(Stored data entries)
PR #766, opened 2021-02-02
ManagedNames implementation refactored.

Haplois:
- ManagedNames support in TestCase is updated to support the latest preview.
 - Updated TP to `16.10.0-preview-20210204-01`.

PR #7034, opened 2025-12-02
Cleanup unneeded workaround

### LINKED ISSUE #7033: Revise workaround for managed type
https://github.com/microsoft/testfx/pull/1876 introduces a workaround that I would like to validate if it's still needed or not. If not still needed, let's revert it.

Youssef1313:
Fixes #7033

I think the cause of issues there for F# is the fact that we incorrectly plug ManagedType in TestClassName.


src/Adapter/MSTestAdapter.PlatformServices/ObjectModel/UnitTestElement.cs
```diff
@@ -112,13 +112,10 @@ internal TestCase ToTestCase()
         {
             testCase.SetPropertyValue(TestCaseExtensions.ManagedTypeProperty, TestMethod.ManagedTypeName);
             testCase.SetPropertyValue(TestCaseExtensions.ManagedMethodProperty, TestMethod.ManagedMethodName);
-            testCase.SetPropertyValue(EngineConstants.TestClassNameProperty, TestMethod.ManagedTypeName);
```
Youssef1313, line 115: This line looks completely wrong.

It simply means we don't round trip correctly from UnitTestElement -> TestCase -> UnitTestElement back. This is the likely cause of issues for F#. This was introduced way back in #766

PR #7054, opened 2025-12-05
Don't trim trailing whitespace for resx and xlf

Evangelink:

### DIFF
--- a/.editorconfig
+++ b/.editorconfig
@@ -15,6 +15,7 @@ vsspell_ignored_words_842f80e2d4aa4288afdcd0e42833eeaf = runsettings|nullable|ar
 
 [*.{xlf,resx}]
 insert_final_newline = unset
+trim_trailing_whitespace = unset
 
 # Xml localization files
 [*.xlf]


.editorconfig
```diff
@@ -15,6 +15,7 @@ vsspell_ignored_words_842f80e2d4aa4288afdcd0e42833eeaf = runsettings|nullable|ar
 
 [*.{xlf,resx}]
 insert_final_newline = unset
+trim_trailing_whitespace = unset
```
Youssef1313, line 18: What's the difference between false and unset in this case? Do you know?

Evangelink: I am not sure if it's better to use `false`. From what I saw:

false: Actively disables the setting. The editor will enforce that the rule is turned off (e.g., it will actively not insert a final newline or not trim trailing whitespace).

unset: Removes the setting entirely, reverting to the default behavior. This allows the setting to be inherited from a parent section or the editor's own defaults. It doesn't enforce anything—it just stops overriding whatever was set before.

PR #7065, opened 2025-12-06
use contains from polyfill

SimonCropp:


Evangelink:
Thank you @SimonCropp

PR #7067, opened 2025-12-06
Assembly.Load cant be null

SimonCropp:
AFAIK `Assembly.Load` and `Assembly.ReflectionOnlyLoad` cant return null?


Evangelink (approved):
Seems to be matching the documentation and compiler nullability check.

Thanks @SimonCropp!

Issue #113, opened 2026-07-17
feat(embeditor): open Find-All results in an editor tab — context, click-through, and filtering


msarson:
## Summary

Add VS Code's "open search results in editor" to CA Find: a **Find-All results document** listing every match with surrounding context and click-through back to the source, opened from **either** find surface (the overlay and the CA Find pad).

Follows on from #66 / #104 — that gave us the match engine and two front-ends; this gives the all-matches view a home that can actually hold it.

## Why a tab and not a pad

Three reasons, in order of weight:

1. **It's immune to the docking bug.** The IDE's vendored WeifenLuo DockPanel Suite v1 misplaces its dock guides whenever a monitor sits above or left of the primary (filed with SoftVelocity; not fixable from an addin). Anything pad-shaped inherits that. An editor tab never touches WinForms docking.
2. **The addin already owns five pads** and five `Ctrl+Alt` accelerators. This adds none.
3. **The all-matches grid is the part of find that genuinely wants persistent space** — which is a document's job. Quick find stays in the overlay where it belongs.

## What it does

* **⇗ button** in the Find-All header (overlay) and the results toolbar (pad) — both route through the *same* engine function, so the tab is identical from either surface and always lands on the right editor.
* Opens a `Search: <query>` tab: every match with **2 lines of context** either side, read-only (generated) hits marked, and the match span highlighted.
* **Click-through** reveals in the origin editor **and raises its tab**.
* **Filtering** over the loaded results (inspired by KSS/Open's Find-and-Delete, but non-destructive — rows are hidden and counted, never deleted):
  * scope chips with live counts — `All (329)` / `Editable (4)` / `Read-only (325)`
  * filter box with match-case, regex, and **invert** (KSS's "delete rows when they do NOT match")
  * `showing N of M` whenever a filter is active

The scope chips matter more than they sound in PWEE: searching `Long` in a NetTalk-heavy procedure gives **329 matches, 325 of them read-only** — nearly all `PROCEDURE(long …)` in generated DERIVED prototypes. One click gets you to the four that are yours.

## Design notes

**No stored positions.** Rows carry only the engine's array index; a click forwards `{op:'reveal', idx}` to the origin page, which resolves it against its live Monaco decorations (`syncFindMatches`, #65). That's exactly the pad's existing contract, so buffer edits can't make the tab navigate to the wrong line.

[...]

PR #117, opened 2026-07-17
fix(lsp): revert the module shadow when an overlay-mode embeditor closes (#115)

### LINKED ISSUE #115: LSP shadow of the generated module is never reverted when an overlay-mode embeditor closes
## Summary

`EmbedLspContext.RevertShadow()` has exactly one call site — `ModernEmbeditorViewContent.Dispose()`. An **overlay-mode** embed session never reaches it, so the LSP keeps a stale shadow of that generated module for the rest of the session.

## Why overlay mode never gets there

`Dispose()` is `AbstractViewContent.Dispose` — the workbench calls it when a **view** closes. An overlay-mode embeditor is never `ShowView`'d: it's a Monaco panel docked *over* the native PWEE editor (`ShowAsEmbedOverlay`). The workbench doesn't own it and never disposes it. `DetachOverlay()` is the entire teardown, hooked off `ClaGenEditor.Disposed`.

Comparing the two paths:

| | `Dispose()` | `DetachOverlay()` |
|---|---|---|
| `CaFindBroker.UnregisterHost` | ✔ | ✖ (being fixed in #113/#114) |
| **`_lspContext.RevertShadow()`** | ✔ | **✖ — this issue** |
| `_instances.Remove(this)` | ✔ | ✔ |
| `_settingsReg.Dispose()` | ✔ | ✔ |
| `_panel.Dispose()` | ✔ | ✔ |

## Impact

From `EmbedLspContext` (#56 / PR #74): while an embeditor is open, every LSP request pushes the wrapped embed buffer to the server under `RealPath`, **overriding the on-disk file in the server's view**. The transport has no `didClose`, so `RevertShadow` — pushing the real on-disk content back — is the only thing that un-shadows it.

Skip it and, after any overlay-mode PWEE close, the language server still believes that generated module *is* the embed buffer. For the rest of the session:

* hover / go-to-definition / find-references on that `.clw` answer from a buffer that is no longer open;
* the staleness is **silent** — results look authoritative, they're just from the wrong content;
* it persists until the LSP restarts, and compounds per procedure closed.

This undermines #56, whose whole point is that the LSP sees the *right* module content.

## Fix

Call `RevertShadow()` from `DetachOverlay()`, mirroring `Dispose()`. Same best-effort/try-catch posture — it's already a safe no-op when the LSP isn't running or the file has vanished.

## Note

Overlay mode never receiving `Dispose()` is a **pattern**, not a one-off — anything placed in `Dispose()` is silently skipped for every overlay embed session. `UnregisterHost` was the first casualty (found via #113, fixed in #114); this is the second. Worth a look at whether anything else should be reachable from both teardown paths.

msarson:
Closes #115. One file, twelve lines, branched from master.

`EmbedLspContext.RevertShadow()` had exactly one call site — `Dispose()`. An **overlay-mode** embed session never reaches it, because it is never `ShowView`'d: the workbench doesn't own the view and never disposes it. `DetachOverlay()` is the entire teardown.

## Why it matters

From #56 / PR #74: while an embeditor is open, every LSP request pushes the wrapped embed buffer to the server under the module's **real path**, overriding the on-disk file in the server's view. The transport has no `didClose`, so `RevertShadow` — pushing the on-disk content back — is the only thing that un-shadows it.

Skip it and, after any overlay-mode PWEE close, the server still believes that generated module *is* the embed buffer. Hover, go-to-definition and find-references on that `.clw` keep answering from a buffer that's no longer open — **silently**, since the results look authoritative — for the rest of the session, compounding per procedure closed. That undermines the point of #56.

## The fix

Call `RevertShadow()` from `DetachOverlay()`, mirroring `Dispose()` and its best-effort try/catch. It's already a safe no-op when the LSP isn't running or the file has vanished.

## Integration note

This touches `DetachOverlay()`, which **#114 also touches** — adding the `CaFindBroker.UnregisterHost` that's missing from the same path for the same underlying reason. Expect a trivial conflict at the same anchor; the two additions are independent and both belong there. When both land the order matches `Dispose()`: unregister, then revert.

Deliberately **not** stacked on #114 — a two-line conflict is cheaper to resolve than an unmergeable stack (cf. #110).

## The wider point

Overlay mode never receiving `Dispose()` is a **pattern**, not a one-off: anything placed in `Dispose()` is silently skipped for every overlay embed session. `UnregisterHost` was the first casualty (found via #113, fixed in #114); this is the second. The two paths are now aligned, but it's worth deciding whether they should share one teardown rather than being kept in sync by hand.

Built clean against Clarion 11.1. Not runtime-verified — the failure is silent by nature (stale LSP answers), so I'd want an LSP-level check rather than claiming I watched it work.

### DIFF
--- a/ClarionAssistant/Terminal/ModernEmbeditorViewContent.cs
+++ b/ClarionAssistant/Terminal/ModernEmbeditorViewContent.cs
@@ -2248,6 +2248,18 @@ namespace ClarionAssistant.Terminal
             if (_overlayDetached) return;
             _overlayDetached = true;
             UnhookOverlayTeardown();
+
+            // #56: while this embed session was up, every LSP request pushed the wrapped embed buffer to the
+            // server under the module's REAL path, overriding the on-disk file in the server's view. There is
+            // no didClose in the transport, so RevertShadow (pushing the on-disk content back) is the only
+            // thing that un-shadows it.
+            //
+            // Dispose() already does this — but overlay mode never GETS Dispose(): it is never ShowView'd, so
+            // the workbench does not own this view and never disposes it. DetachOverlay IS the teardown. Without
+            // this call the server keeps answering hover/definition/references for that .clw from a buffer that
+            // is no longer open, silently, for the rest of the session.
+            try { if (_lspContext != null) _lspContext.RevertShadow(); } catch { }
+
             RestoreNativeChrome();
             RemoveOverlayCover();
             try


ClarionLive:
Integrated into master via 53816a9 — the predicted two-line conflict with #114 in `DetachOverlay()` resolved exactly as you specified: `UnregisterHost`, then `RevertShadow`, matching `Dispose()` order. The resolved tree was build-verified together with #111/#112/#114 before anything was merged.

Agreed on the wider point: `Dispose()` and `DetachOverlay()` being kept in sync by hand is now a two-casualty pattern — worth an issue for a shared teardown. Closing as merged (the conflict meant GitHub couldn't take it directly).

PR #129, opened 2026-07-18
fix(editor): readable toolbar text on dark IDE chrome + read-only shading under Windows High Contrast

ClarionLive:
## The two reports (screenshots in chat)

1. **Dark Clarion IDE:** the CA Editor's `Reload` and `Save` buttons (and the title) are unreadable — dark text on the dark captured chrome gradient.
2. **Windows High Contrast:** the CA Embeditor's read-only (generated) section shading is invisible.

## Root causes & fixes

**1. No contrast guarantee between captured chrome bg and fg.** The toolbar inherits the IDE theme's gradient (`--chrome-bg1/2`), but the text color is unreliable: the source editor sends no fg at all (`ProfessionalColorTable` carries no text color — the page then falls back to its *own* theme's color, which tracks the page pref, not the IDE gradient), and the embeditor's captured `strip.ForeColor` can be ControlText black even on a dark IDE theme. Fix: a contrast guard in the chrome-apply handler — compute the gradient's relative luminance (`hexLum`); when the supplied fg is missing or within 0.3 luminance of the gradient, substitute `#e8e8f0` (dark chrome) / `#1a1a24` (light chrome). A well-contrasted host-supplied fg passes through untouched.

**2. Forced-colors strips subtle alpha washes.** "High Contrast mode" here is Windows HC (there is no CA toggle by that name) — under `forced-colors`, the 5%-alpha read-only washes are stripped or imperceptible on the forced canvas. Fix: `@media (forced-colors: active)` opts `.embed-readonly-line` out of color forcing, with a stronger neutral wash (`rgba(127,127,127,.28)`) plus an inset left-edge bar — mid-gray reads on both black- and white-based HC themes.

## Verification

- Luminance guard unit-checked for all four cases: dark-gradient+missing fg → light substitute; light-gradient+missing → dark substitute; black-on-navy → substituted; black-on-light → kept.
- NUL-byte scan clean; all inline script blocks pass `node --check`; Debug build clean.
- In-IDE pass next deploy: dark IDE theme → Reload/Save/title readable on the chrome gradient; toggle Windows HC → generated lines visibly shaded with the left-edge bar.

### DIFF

** Your assignment **
Which lines above contain the word "preview"? Copy all of them.

** Task output **
- ManagedNames support in TestCase is updated to support the latest preview.
 - Updated TP to `16.10.0-preview-20210204-01`.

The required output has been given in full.